The Big Bad World of Con­cept Art for Video Games

The pit­falls and plea­sures of defin­ing the look of the next gen­er­a­tion of gam­ing – ac­cord­ing to a triple-A games artist

ImagineFX - - Reviews -

This is a per­sonal guide to the snakes and lad­ders of the bud­ding con­cept artist’s lot. Eliott Lilly, who also de­signed the book, has worked his way up to shap­ing the look of big names like Doom and Call of Duty, and cer­tainly knows his way around the de­pic­tion of enor­mous guns. But has this new ven­ture been worth his time?

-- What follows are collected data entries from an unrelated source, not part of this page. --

PR #648, opened 2024-11-13
Yield in each loop of observe_value

coretl:
This helps in the very specific case of an observe_value directly or indirectly modifying the signal that is being updated. This creates a busy loop which will not be interrupted by wrapping in asyncio.wait_for.  To demonstrate, added
test_observe_value_times_out_with_no_external_task

Originally discussed in https://github.com/DiamondLightSource/dodal/pull/897

### DIFF
--- a/src/ophyd_async/core/_signal.py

Although not in any way a dense book, Lilly’s text is friendly and hon­est, and there’s a sense of him look­ing over your shoul­der as he guides you from the front door to the top floor. He shares his fail­ures as well as suc­cesses, giv­ing very prac­ti­cal tips on amass­ing an un­beat­able port­fo­lio, work­ing along­side dif­fer­ent art de­part­ments, and just how tough it can be to make it any­where as a con­cept artist. There’s some art ad­vice, but the em­pha­sis is on what El­liot’s learned about the in­dus­try over the years, which makes the book more in­ter­est­ing. He’s also gone out of his way to talk to some of his best con­tacts in the busi­ness in­clud­ing David Levy, Stephan Mar­tiniere and Sparth, and their com­bined knowl­edge is a handy ‘how to’ for new­bies, but also a fresh an­gle for ex­pe­ri­enced con­cept artists.

Eliott’s port­fo­lio ad­vice in­cludes en­sur­ing con­sis­tency be­tween the ori­en­ta­tion of your por­trait and land­scape art­work.